Broken Blossoms – Iris Barry (1965)
Broken Blossoms – Iris Barry (1965)
- D.W Griffith American Film Master by Iris Barry
- With an annotated list of films by Eileen Bowser
- The Museum of Modern Art, New York
BROKEN BLOSSOMS
Griffith had been absent from Hollywood almost two years when he returned after launching hearts of the world. His next important film was to be very different. From the large canvas he turned to an intimate photoplay based on The Chink and the Child,” a short story in Thomas Burke’s Limehouse Nights. Like most of Griffith’s films and all of his best ones, it carried a message. The earlier picture had been his contribution to war, but this fairy tale of nonresistance in opposition to violence spoke of international tolerance. The part of the London waif might have been made to measure for Lillian Gish and the choice of Richard Barthelmess as the Chinese boy was fortunate. Work went unusually smoothly and, after the customary period of rehearsal, the film was completed in eighteen days. When Broken Blossoms appeared everyone was overwhelmed, and not only by the discretion and force with which a difficult subject had been handled. Reviewers found it surprising in its simplicity,” and hastened to explain that the photography was misty on purpose, not by accident. The acting seemed a nine days’ wonder— no one talked of anything but Lillian’s smile, Lillian turning like a tortured animal in a trap, of Barthelmess’ convincing restraint. Few pictures have enjoyed greater or more lasting succes d’estime.
By 1919 the motion picture was learning fast how to deal freely with ideas and feelings as well as with deeds, and here BROKEN BLOSSOMS, despite its rather theatrical form, played an important part by its scaling down of dramatic action and its intensification of intimate emotion. Possibly Griffith had been influenced by the somber Danish films of the period with their emphasis on atmosphere and on moral and psychological reactions, just as formerly it had been he and Ince who taught the Scandinavians to use an isolated face or gesture as a unit of expression rather than (as on the stage) the actor. In the development of the American film, Broken Blossoms marked a distinct stage. Definitely a studio picture, it emphasized a new style of lighting and photography which, though it has been abused, was valuable. In its contrasting periods of calm and of violence it borrowed something from intolerance, just as the grim finale recalls the death of Mae Marsh in The Birth of a Nation; but there is a sureness and perhaps a sophistication here which had not formerly been evident. Out of broken blossoms much was to come. It cannot have been without its influence in Germany; we know that it profoundly affected Louis Delluc and his disciples in France; and, but for it, we might never have had Charles Chaplin’s A Woman of Paris.
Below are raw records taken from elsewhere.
PR #557, opened 2015-08-14
ncm-authconfig: correct module regexp for pamadditions entry attribute

### LINKED ISSUE #529: Quattor 15.4.0 authconfig component problem
Hi,
In Quattor 15.4.0, the authconfig component schema is defined as follows:
```pan
/type authconfig_pamadditions_line_type = {
  "order"       : string with match(SELF, '^(first|last)$')
  "entry"       : string with match(SELF, '\S+\.so$')
};
```

while in 15.2.0, it corresponds to it:
```pan
type authconfig_pamadditions_line_type = {//
  "order"       : string with match(SELF, 'first|last')//
  "entry"       : string with match(SELF, '\S+\.so')//
};
```

What makes the following statement fails:
```pan
"/software/components/authconfig/pamadditions/system"=nlist(
    "conffile","/etc/pam.d/sshd",
    "section","account",
    "lines",list( nlist(
           "order","first",
           "entry","required      pam_access.so accessfile=/etc/security/access_sshd.conf"
    ))
);
```

stdweird:
Fixes #529

### DIFF
--- a/ncm-authconfig/src/main/pan/components/authconfig/schema.pan
+++ b/ncm-authconfig/src/main/pan/components/authconfig/schema.pan
@@ -17,7 +17,7 @@ type yesnostring = string with match(SELF, "yes|no");
 
 type authconfig_pamadditions_line_type = {
   "order"       : string with match(SELF, '^(first|last)$')
-  "entry"       : string with match(SELF, '^\s*\w+\s+\S+\.so(\s|$)')
+  "entry"       : string with match(SELF, '^\s*(required|requisite|sufficient|optional|include|substack)\s+\S+\.so(\s|$)')
 };
 
 type authconfig_pamadditions_type = {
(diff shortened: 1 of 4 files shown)


ncm-authconfig/src/main/pan/components/authconfig/schema.pan
```diff
@@ -17,7 +17,7 @@ type yesnostring = string with match(SELF, "yes|no");
 
 type authconfig_pamadditions_line_type = {
   "order"       : string with match(SELF, '^(first|last)$')
-  "entry"       : string with match(SELF, '\S+\.so$')
+  "entry"       : string with match(SELF, '^\s*\w+\s+\S+\.so(\s|$)')
```
ned21: Is this unnecessarily restrictive? how about 
'^\s*\w+\s+\S+\.so'

\w+ could possibly be restricted to the set of words (e.g. (required|sufficient|etc) allowed in that position in the pam file?

stdweird: the regex you propose is not that much simpler, and allows typos like `required      pam_access.soaccessfile=/etc/security/access_sshd.conf`

stdweird: i'll lookup the allowed words in to replace the `\w+`

stdweird:
@ned21 i added the allowed control values for the entry

PR #558, opened 2015-08-16
ncm-ntpd: introduce useserverip boolean to force hostname to IP

### LINKED ISSUE #531: ncm-ntpd - Use servers names instead of resolved IPs
Hello,

I see in the component code, we translate servers names to IP in order to put them in the ntp.conf (https://github.com/quattor/configuration-modules-core/blob/master/ncm-ntpd/src/main/perl/ntpd.pm#L64).
Using pools (time.belnet.be, be.pool.ntp.org, ...) will resolve an IP from the round-robin DNS, which may lead to issues if the resolved server is down. 
Couldn't we use server names (via an option or by default) in the config file instead of IP's addresses ?

stdweird:
The component will always try to resolve the configured timeservers, but uses the configured hostname instead of the resolved IP address. If one really wants the resolved IP address rather then the hostname, a new boolean `useserverip` is introduced to force this behaviour.

Fixes #531


stdweird:
@jrha this looked easy, so i fixed it. could be pushed to 15.8 if wanted

stdweird:
@ned21 @jrha any remarks?

jrha:
What's with the merge commit?

stdweird:
@jrha is that from pushing the 'update branch' button?

jrha:
I think so...

stdweird:
so we shouldn't press that button? i just asked some people to do so in their PRs

jrha:
I hate merge commits. Also: merging from master into topic is just wrong.

stdweird:
@jrha so pressing the update branch button is a big no-no adn we should only rebase?

jrha:
I would prefer that, yes.

stdweird:
cleaned up

ncm-ntpd/src/main/pan/components/ntpd/config.pan
```diff
@@ -5,5 +5,14 @@
...
+include 'components/${project.artifactId}/schema';
+
+bind "/software/components/${project.artifactId}" = component_ntpd_type;
+
+"/software/packages" = pkg_repl("ncm-${project.artifactId}", "${no-snapshot-version}-${rpm.release}", "noarch");
+
+prefix '/software/components/${project.artifactId}';
+'active' ?= true;
+'dispatch' ?= true;
+'version' ?= '${no-snapshot-version}';
```
ned21: What's the purpose of this attribute? I thought it was to trigger a re-run of the component after the version changed but I recently discovered that ncm-cdispd watches /software/packages/ncm-$component and re-runs any components that has been upgraded. Is this still useful or should be it be dropped?

stdweird: it will become useful with https://github.com/quattor/ncm-ncd/issues/41
we can remove all version attributes now, and readd them later

ned21: If we have a use for them then leave them in. Just trying to make sure we have a consistent view of what is required in this files!

PR #561, opened 2015-08-19
ncm-ccm: add tabcompletion option

stdweird:
Allows ncm-ccm to enable tabcompletion generation, which is disabled by default in CCM


jrha:
LGTM

PR #562, opened 2015-08-20
ncm-fstab: add protected filesystems and strict option

kwaegema:
Should not be merged before https://github.com/quattor/ncm-lib-blockdevices/pull/52


ncm-fstab/src/main/pan/components/fstab/schema.pan
```diff
@@ -8,15 +8,29 @@ include {'quattor/schema'};
...
+type fstab_protected_entries = {
+    "mounts" : string[] = list (
 	    "/", "/usr", "/home", "/opt", "/var", "/var/lib", "/var/lib/rpm",
 	    "/usr/bin", "/usr/sbin", "/usr/lib", "/usr/local/bin", "/usr/lib64",
 	    "/bin", "/sbin", "/etc", "swap", "/proc", "/sys", "/dev/pts", "/dev/shm",
 	    "/media/floppy", "/mnt/floppy", "/media/cdrecorder", "/media/cdrom",
 	    "/mnt/cdrom", "/boot"
-	)
+    )
+    "filesystems" ? string[]
```
ned21: What's the difference between this field and mounts?

ncm-fstab/src/main/pan/components/fstab/schema.pan
```diff
@@ -8,15 +8,29 @@ include {'quattor/schema'};
...
+    "strict" : boolean = false
```
ned21: Instead of making this binary, should it instead be two separate lists? never-remove and never-modify?

ncm-fstab/src/main/perl/fstab.pm
```diff
@@ -46,17 +46,42 @@ sub update_entries
     return %mounts;
 }
 
+# build the protected hash from the template
+sub protected_hash 
+{
+    my ($self, $config) = @_;
+
+    my $mounts_depr = $config->getElement("/software/components/fstab/protected_mounts")->getTree();
```
ned21: This element in the tree is optional - what happens if it is not specified? Do you get a fatal caused by undef->getTree()?

ncm-fstab/src/main/perl/fstab.pm
```diff
@@ -46,17 +46,42 @@ sub update_entries
...
+    my $protect = $config->getElement("/software/components/fstab/protected")->getTree();
```
ned21: It's preferable to use $self->prefix instead of hardcoding paths.

ncm-fstab/src/main/perl/fstab.pm
stdweird: or use 
```perl
my $tree = $config->getTree($self.prefix());
$mounts_depr = $tree->{proctected_mounts}
```
should not give you errors

ned21:
It would be nice if this component also had a configure.t test. I think the only thing needed to make that possible is to replace [this line](https://github.com/kwaegema/configuration-modules-core/blob/protect/ncm-fstab/src/main/perl/fstab.pm#L138) with something that supports NoAction and then set the variable that indicates NoAction mode is supported.

ncm-fstab/src/main/pan/components/fstab/schema.pan
kwaegema: these are the filesystem types that are protected, not the mointpoints itself

ncm-fstab/src/main/pan/components/fstab/schema.pan
kwaegema: @ned21 Can we use positive names for these, eg. `keep` instead of `never-remove` and `static` instead of `never-modify` ?

ned21: Yes  - sorry the names were terrible. Pick better ones. :-)

ncm-fstab/src/main/pan/components/fstab/schema.pan
ned21: OK, so if something in this array appears in the fs_spec column of fstab then that line will be protected? If so, please describe that in the documentation block.

kwaegema: it is the 3rd field, the fs_vfstype. We use this for our gpfs filesystems. I will document this..

kwaegema:
@ned21 @stdweird  I've made a configure.t, but got into an issue: ncm-fstab uses NCM:Filesystem [here](https://github.com/kwaegema/configuration-modules-core/blob/protect/ncm-fstab/src/main/perl/fstab.pm#L41) 
I could mock this, but then I can't test a lot. 
It would be nice to have the integration with ncm-lib-blockdevices tested I guess, but this adds a dependency on ncm-lib-blockdevices for the test of ncm-fstab to work. Is this an issue?

stdweird:
no, go ahead. i think this is already the case for running AII unittests. i'll update jenkins to include the ncm-lib-blockdeivces path

stdweird:
it was already the case on jenkins

ncm-fstab/src/main/pan/components/fstab/schema.pan
ned21: Oh - thanks for clarifying that, I had completely mis-interpreted the name. The docs make sense but would fs_types be a better name for this field?

ncm-fstab/src/main/pan/components/fstab/schema.pan
```diff
@@ -8,15 +8,37 @@ include {'quattor/schema'};
...
-	)
+    )
+    "filesystems" ? string[]
+};
+
+@documentation{
+fstab component structure
+keep entries are always kept, but can be changed
+static entries can not be changed, but can be deleted
+protected_mounts is still here for backwards compability, and is the same as keep/moints
```
ned21: s/moints/mounts/

ncm-fstab/src/main/perl/fstab.pm
```diff
@@ -38,7 +38,7 @@ sub update_entries
         my $el2 = $el->getNextElement();
         my $fs = NCM::Filesystem->new ($el2->getPath()->toString(), $config);
         $self->debug (4, "Update fstab entry at $fs->{mountpoint}");
```
ned21: debug lvl 4 is high. Should this be changed to verbose or even info?

ncm-fstab/src/main/perl/fstab.pm
```diff
@@ -110,7 +141,7 @@ sub remount_everything
     while (my $f = <$fstab>) {
     	my $mount = $self->mount_from_entry($f);
     	$mount && $mount ne 'swap' or next;
-    	LC::File::makedir ($mount);
+    	LC::Check::directory ($mount);
```
ned21: Thanks for making this change. Can you confirm this now works safely under NoAction mode and then add the NoActionSupported attribute?

ncm-fstab/src/test/perl/configure.t
```diff
@@ -0,0 +1,46 @@
...
+my $fh = get_file('/etc/fstab');
+like($fh, qr{^/dev/mapper/vg_sl65-lv_root\s+/\s+ext4\s+defaults\s+1\s+1\s*[^/]*$}m, 'root not changed');
+like($fh, qr{^UUID=f6452f58-99b1-41fe-9840-f688157171f8\s+/boot\s+ext4\s+defaults\s+1\s+2\s*[^/]*$}m, '/boot not changed');
+like($fh, qr{^/dev/mapper/vg_sl65-lv_swap\s+swap\s+swap\s+defaults\s+0\s+0\s*[^/]*$}m, 'swap mount ok');
+like($fh, qr{^sysfs\s+/sys\s+sysfs\s+defaults\s+0\s+0\s*[^/]*$}m, '/sys mount ok');
+like($fh, qr{^/dev/gpfsfs\s+/gpfs/fs1\s+gpfs\s+defaults\s+0\s+0\s*[^/]*$}m, 'GPFS mount ok');
+like($fh, qr{^10.10.10.10:6789:/\s+/cephfs\s+ceph\s+name=admin\s+0\s+0\s*[^/]*$}m, 'Mount /cephfs not deleted');
+like($fh, qr{^/dev/sda3\s+/new\s+ext4\s+auto\s+0\s+0\s*[^/]*$}m, 'Mount /new entry added to fstab');
+like($fh, qr{^LABEL=FRIETJES\s+/food\s+chokotoFS\s+auto\s+0\s+0\s*[^/]*$}m, 'Mount /food entry added to fstab');
+
```
ned21: Perhaps add a check that the remount command was run?

ncm-fstab/src/main/perl/fstab.pm
kwaegema: @ned21 $fh->close() is only called when no filehandle is passed, so this won't work here. Unless a new fh is created each call..

ncm-fstab/src/main/perl/fstab.pm
kwaegema: @ned21 ncm-fstab itself  seem to work safe under NoAction mode, using CAF or LC::Check. But is depends on ncm-lib-blockdevices.. I don't know if someone has checked this for NoAction..

ncm-fstab/src/main/perl/fstab.pm
```diff
@@ -46,17 +47,48 @@ sub update_entries
...
+    my ($self, $config) = @_;
+
+    my $tree = $config->getTree($self->prefix());
+    my $mounts_depr = $tree->{protected_mounts}; 
+    
+    my $protected = {};
+
+    foreach my $type ('keep', 'static'){
+        my $protect = $tree->{$type};
+        my %mounts=();
```
stdweird: space around `=`

ncm-fstab/src/main/perl/fstab.pm
```diff
@@ -46,17 +47,48 @@ sub update_entries
...
+        if($type eq 'keep' && $mounts_depr){
```
stdweird: maybe
```perl
my $mountlist = ($type eq 'keep' && $mounts_depr) ? $mounts_depr : $protect->{mounts};
my %mounts = map { $_ => 1 } @$mountlist;
```

ncm-fstab/src/main/perl/fstab.pm
```diff
@@ -46,17 +47,48 @@ sub update_entries
...
 sub valid_mounts
 {
-    my ($self, $config, %mounts) = @_;
+    my ($self, $protected, $fstab, %mounts) = @_;
 
-    my $t = $config->getElement("/software/components/fstab/protected_mounts")
-        ->getTree();
-    foreach my $i (@$t) {
-        $mounts{$i} = 1;
+    @mounts{ keys %{$protected->{mounts}} } = values %{$protected->{mounts}};
```
stdweird: add a comment `# update mounts with protected mounts`

ncm-fstab/src/main/perl/fstab.pm
```diff
@@ -46,17 +47,48 @@ sub update_entries
...
+            mounts => \%mounts,
+            fs_types => \%fs_types,
+        };
+    }
+    return $protected;
+}
+
+
 # Returns a hash with all the mount points that are accepted in the
 # system as keys.
```
stdweird: add that `fstab` hast to be a FileFamily instance

ncm-fstab/src/main/perl/fstab.pm
```diff
@@ -46,17 +47,48 @@ sub update_entries
...
 
-    my $t = $config->getElement("/software/components/fstab/protected_mounts")
-        ->getTree();
-    foreach my $i (@$t) {
-        $mounts{$i} = 1;
+    @mounts{ keys %{$protected->{mounts}} } = values %{$protected->{mounts}};
+    my $txt = "$fstab";
+    my $re = qr!^\s*([^#\s]\S+)\s+(\S+?)\/?\s+(\S+)\s!m;
+    while ($txt =~m/$re/mg) {
+        @mounts{$2} = 1 if ($protected->{fs_types}->{$3});
```
stdweird: add a comment clarifying what this does

stdweird:
LGTM
@kwaegema i guess unittests fail because the ncm-libblockdevices PR isn't merged yet?

kwaegema:
@stdweird indeed

ncm-fstab/src/main/perl/fstab.pm
ned21: ah - good point. So I think the wording of this message should be changed to "Checking" not "updating". Did we ever agree on what levels of debug should be used? The fact that /etc/fstab has been modified will get logged when we fix the logging in CAF::FileWriter to say what files it touched.

stdweird: https://github.com/quattor/CAF/blob/master/src/main/perl/Reporter.pm#L82

kwaegema:
test this please

stdweird:
retest this please

stdweird:
retest this please

stdweird:
@kwaegema can you rebase? and confirm we have this running?

kwaegema:
@stdweird rebased. We are indeed running this

kwaegema:
rebased again

ncm-fstab/src/main/pan/components/fstab/schema.pan
```diff
@@ -8,15 +8,37 @@ include {'quattor/schema'};
...
 include {'quattor/filesystems'};
 
-type structure_component_fstab = {
-	include structure_component
-	"protected_mounts" : string[] = list (
+@documentation{ 
+Protected mountpoints and filesystem types. 
+mounts is looked for on the second field of fstab, fs_file
+fs_types is looked for on the third field of fstab, fs_vfstype
+Default mounts is the same list as before in "protected_mounts"
```
ned21: "before" what?

ned21:
I see the dependent block-device change has been merged so I think with one tweak to the docs this is OK to go?

jrha:
Indeed

ncm-fstab/src/main/pan/components/fstab/schema.pan
kwaegema: @ned21 yes indeed, I will include that in the doc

D. W. Griffith Repertory Season opened in May 1919 at the George M. Cohan Theatre in New York with Broken Blossoms, followed later by The Fall of Babylon (from intolerance), “a new peace edition” of Hearts of the World, and the mother and the law (also from Intolerance). During that summer Griffith moved his company from Hollywood to Mamaroneck, New York, where the old Flagler estate at Orienta Point was converted into a studio. Costs had risen sharply and, if Griffith was particularly responsible for this, he was the first to suffer from it. The complex financial operations that had become part of film production were absorbing more and more of his time. He apparently felt the need to be constantly in or near New York, which was then as now the financial center and shop window of the industry.
Griffith, with Mary Pickford, Douglas Fairbanks and Charles Chaplin, had founded a new joint distributing company, United Artists, The Love Flower was the second of his pictures for them, Broken Blossoms being the first; but in the meantime Scarlet Days (1919), The Greatest Question and The Idol Dancer (all of relatively minor importance) had also appeared through other distributors.